When you reach the line with "PR #278, opened 2017-10-14" in the data below, begin printing lines exactly, and stop once the line with "IsDomainAdmin will only" has been printed.

__Supplied material__.
Start of Block
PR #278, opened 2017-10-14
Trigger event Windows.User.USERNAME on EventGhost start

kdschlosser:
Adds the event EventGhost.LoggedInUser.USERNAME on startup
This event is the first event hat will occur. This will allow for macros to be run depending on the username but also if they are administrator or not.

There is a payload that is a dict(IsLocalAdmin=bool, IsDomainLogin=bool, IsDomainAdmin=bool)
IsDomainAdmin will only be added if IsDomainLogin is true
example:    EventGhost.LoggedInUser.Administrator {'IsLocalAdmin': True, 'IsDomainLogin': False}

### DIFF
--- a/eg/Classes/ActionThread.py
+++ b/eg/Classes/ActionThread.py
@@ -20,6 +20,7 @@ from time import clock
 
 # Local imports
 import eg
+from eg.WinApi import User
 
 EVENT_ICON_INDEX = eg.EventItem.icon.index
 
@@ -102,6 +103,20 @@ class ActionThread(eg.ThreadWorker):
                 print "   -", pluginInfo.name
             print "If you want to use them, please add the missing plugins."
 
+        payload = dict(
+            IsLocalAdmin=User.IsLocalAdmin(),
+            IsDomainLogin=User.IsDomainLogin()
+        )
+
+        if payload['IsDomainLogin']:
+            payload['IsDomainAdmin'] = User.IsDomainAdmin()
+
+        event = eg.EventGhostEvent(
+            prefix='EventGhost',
End of Block
Start of Block
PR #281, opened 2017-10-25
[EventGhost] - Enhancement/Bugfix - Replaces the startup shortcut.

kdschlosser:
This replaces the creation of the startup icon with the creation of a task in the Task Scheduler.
End of Block
__Exercise response__.
PR #278, opened 2017-10-14
Trigger event Windows.User.USERNAME on EventGhost start

kdschlosser:
Adds the event EventGhost.LoggedInUser.USERNAME on startup
This event is the first event hat will occur. This will allow for macros to be run depending on the username but also if they are administrator or not.

There is a payload that is a dict(IsLocalAdmin=bool, IsDomainLogin=bool, IsDomainAdmin=bool)
IsDomainAdmin will only be added if IsDomainLogin is true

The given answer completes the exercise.